生物を形作る細胞や組織は多数の分子から構成されています。しかし、生物の示す現象はその構成要素からは想像ができないような複雑な機能や振る舞いを示します。このように構成要素に還元できない生命の現象「
創発現象」はどのように理解すればよいのでしょうか?要素還元的な理解が主流である現代の生物学には大きなパラダイムシフトが求められています。
現代の生物学の中核は遺伝子改変技術にあります。この遺伝子改変技術の発展によって、生物の構成要素である分子の動態を可視化し、自在に操作することが可能となりました。これにより、発生や疾患などの組織レベルの現象や、細胞増殖、細胞死、細胞運動などの細胞レベルの現象など、マクロな振る舞いを制御する分子機構が明らかになりました。しかし、構成要素である分子の理解を積み重ねても、総体としての生命現象、特にその「
生物らしさ」を理解できる訳ではありません。
多数の細胞からなる生物の形作りには、その生物らしい現象の一つとして「
自己組織化」と呼ばれる現象がみられます。この多細胞の自己組織化は、複数の細胞が相互に作用し合うことにより、機能的な組織や器官を自律的に形成する現象です。この多細胞の自己組織化は、個々の細胞の振る舞いの単純な総和とは異なるため、創発現象の一つであると考えられます。それでは、この多細胞の自己組織化を理解するためには、何を手掛かりにすればよいでしょうか?
多細胞の形作りの特徴として、(I)
細胞集団の自律的なパターン形成と、(II)
細胞集団のアクティブな形態形成が挙げられます。(I)のパターン形成は、細胞の遺伝子発現と細胞間の生化学的な相互作用により、異なる遺伝子発現を示す細胞の時空間パターンを作り出す現象であり、(II)の形態形成は、細胞の生じるアクティブな力と細胞間の力学的な相互作用により、組織の三次元的な構造を動的に変化させる現象です。この二つの特徴は、多細胞の一般的な現象に共通することから、多細胞の自己組織化を理解する上で、大きなヒントになりそうです。

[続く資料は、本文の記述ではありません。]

Issue #170, opened 2018-07-03
Audio interruption handling not implemented for Android


parveen-lukha:
# Description
Audio interruption on Android are not handled. Can anyone help with this?
1. Sample code (provide repo url or sample code)

2. Platform?
   - [ ] Android
   
   
3. Device
  - [ ] Simulator
  - [ ] Real device

Guichaguri:
Audio interruption must be implemented by the module that plays the audio on Android, there's nothing we can do

parveen-lukha:
Hi Guichaguri
Please refer to handleAudioInterruptions function of this module
https://github.com/tanguyantoine/react-native-music-control/blob/master/index.js

It binds NativeMusicControl.observeAudioInterruptions(enable); in case of IOS but in case of Android it just log a console
if (IS_ANDROID) {
      console.log("Audio interruption handling not implemented for Android");
}

Guichaguri:
Yes, that's because the audio interruption events in Android MUST be directly bound to a music player. As this module only implements media buttons, there's nothing we can do.

You should request this to the module that plays the audio, or use another alternative such as `react-native-track-player` which already implements it.

tanguyantoine:
Agree :-)

PR #240, opened 2019-02-26
Android interuption

roffelund:
#### What's this PR does?
- Adds handleAudioInterruptions for Android
- Separate volume logic to own class

#170


christianbach:
@Guichaguri Could you take a look at this. We are using it internally and think that this would be a great addition to this library. Since handleAudioInterruptions right now is only handled by iOS

Tejas-narola:
@tanguyantoine 
I have installed latest version 0.10.2 but we are still facing audio interruption issue on Samsung device(9.0.0).

Thanks

roffelund:
> @tanguyantoine
> I have installed latest version 0.10.2 but we are still facing audio interruption issue on Samsung device(9.0.0).
> 
> Thanks

If this is the case could you open an issue with this bug and specify what you tried, is it only android 9 you are having issues with? @Tejas-narola

PR #1160, opened 2026-07-21
feat(tools): grammar-constrain Qwen3-Coder XML tool-calls (#558 E3, PR-A)

raullenchai:
## Why

Grammar-constrained tool calling (#558) currently only covers JSON-object arg
families (hermes/qwen/harmony). The Qwen3-Coder family serializes tool arguments
as **XML**, so today it gets no decoder-level guarantee — a low-quant model can
emit an off-schema or malformed call that only fails at parse time. This PR
closes that gap for Qwen3-Coder **because** it is the one XML family with a
locally-available checkpoint, so the XML-args machinery can be proven
end-to-end on real hardware before extending to the other XML families.

## What

Extends the #558 grammar builder beyond the JSON-object body
(`%json <schema>`) to the **XML-argument** wire the Qwen3-Coder family emits.
This is **PR-A** of the E1/E3 rollout (serial; E1 section-wrapper + the other
XML families follow in later PRs since they all edit `tool_grammar.py`).

Constrained wire (per-property XML args):

```
<tool_call>
<function=NAME>
<parameter=KEY>
VALUE
</parameter>
</function>
</tool_call>
```

## Copied from upstream (not invented)

The wire and per-property XML value rendering are copied from the **XGrammar-2
`qwen_3_coder` built-in** (`style="qwen_xml"`) and verified **byte-for-byte**
against the Qwen3-Coder chat template's `message.tool_calls` rendering
(`args_value if string else args_value | tojson`) and our existing parsing-side
`qwen3coder_tool_parser` — so the generation grammar and the parser agree.

## Changes

**`vllm_mlx/api/tool_grammar.py`**
- `StructureInfo` gains `arg_format: str = "json"`. The default reproduces
  today's `%json` body **byte-for-byte** — zero regression for the existing
  JSON-body families (hermes / qwen / harmony).
- `arg_format="qwen_xml"` renders one `<parameter=key>…</parameter>` block per
  schema property with the value grammar-typed per its JSON-Schema type:
  enum → literal alternation, integer → `INTVAL`, number → `NUMVAL`,
  boolean → `"true"|"false"`, object/array → inline `%json <subschema>`,
  string/unknown → `STRVAL` (`[^<]*`). Required props mandatory (declared
  order); optionals wrapped `( … )?`. Shared value terminals emitted once.

**`vllm_mlx/tool_parsers/qwen3coder_tool_parser.py`**
- `Qwen3CoderToolParser.structure_info()` emits the wire triple with
  `arg_format="qwen_xml"`, gated on the tokenizer proving
  `<tool_call>`/`</tool_call>` are single special tokens (opts out to free-form
  otherwise), mirroring hermes/qwen. `SUPPORTS_GRAMMAR` /
  `TOOL_GRAMMAR_AUTO_SAFE` set for route-gate discoverability.

## Testing

`tests/test_tool_grammar_e3_qwen3coder_558.py` (19 tests):
- pure-Python builder tests (parameter blocks, shared terminals, enum
  alternation, typed values, optional wrapping, no-arg body, **JSON-path
  regression guard**);
- llguidance **enforcement** on the pinned Qwen tokenizer: a valid XML call is
  accepted-in-full and reaches a terminal state; missing close / JSON body /
  undeclared key / bad enum / missing required / hallucinated name /
  non-integer are all rejected mid-stream.

Existing 558 suites all pass unchanged (JSON path byte-identical).

## E2E (real model)

Served `mlx-community/Qwen3-Coder-Next-4bit` with `--tool-call-parser
qwen3_coder_xml`:
- `tool_choice=required` produced valid schema-matching XML args parsed to
  `{"city":"Paris","unit":"celsius"}`;
- **3 parallel** tool calls emitted+parsed correctly;
- **constraint provably active**: a nonsense required enum `["korlan","vprix"]`
  on a normal weather question was *forced* to `mode="korlan"` — a value the
  model would never emit unconstrained;
- rough speed ~10.6 tok/s wall (80B-A3B MoE @ 4-bit, incl. prefill+HTTP).

## Known limitation

A string parameter value containing a literal `<` cannot be represented under
the conservative `STRVAL` (`[^<]*`) bound (documented inline); `any_order`
parameter ordering is a deliberate later-cut item (the constraint guides the
model to declared order, which stays schema-valid).

### DIFF
--- a/tests/test_tool_grammar_e3_qwen3coder_558.py
+++ b/tests/test_tool_grammar_e3_qwen3coder_558.py
@@ -1,0 +1,428 @@
+# SPDX-License-Identifier: Apache-2.0
+"""Offline tests for the Qwen3-Coder XML-args grammar body (#558 E3).
+
+E3 extends the #558 grammar builder beyond the JSON-object body
+(``%json <schema>``, used by hermes/qwen/harmony/deepseek-JSON) to the
+XML-argument wire the Qwen3-Coder family emits::
+
+    <tool_call>
+    <function=NAME>
+    <parameter=KEY>
+    VALUE
+    </parameter>
+    </function>
+    </tool_call>
+
+The wire and the per-property XML value rendering are COPIED from the XGrammar
+``qwen_3_coder`` built-in (``style="qwen_xml"``) and verified byte-for-byte
+against the Qwen3-Coder chat template's ``message.tool_calls`` rendering and our
+own ``qwen3coder_tool_parser`` (generation grammar and parser agree).
+
+Two layers:
+
+  * pure-Python BUILDER tests (never skip): ``build_tool_lark`` emits the
+    ``<parameter=...>`` blocks, the shared ``STRVAL``/``INTVAL``/``NUMVAL``
+    terminals, enum alternation, ``%json`` for object/array values, and wraps
+    optional properties ``( ... )?`` — while the JSON path stays byte-identical;
+  * grammar ENFORCEMENT (skip only on genuine tokenizer/llguidance
+    unavailability): a well-formed Qwen3-Coder XML call is ACCEPTED in full and
+    reaches an accepting/terminal state, while a hallucinated function name, an
+    off-schema/undeclared parameter, a bad enum value, a non-integer for an int
+    param, a JSON body instead of XML, and a missing required parameter are all
+    REJECTED mid-stream.
+
+The enforcement tests use the same pinned Qwen tokenizer as
+``tests/test_tool_grammar_558.py`` — its ``<tool_call>``/``</tool_call>`` are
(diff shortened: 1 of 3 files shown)


raullenchai:
Superseded by #1170 (merged as 4a43396b). #1170 is the canonical E3 (Qwen3-Coder XML grammar-constrained tool-calls): it branched on current main (incl. #1164 forced-tool fix), solved gap #1 (`<` in string values, via llguidance's `[lazy]` idiom), added a strict-allowlist schema-representability guard through 4 codex rounds, and ships with real-tokenizer enforcement tests. This branch was based on a pre-#1164 main + CONFLICTING and did not solve gap #1. Closing to avoid a duplicate E3.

まず、ボトムアップな応用問題として、(I)と(II)の相互作用による「
力学‐生化学カップリング」が考えられます。(I)のパターン形成によって生じる細胞の遺伝子発現の変化は、同時に、その細胞が生じるアクティブな力を変化させます。この力の変化は、(II)の形態形成によって生じる組織の三次元的な構造を変化させます。ところが、(I)における細胞間の生化学的な相互作用は、三次元的な組織の内部で生じるため、(I)のパターン形成がさらに変化します。このように、(I)のパターン形成と(II)の形態形成が組み合わさると、上記のような系全体の自律性によって自己組織化が進行すると考えられます。私たちは、数理モデルを用いた研究によって、パターン形成と形態形成の相互作用がそれぞれの足し算だけでは説明できない現象を生じる機構を見つけました
(Sci Rep 2017)。
さらに、組織内部の階層的な構造から、組織を構成する分子や細胞と組織全体との相互作用による「
局所と全体の協同」が考えられます。組織全体のパターン形成や形態形成は個々の分子や細胞の能動的な振る舞いによって変化しますが、このミクロからマクロへの一方向的な作用だけでは組織全体の振る舞いを適切に制御することは難しく、マクロからミクロへフィードバックが必要だと考えられます。私たちは、幹細胞オルガノイドと数理モデルを用いた研究によって、組織全体の形態変化が個々の細胞のアクティブな力発生にフィードバックされる機構を見つけました
(Sci Adv 2018, 解説記事)。
私たちはこれまでの研究で、自己組織化の基礎となる「力学-生化学カップリング」や「局所と全体の協同」の一端を明らかにしました。しかし、その本質的な理解には遠く及んでいません。その要因の一つは多細胞の自己組織化現象の複雑さにあると考えられます。
そこでこの研究室では、複雑な自己組織化の過程を解析するための新規の計算機シミュレーション手法を開発しています。また、複雑な自己組織化の過程をその本質を保ったまま単純化する新たな実験系の構築や、この過程を定量的に解析・評価するための新たな摂動・計測技術の開発も行っています。これらの独自技術を総動員し、器官発生やがん形成における多細胞ダイナミクスの基本原理の理解に取り組んでいます。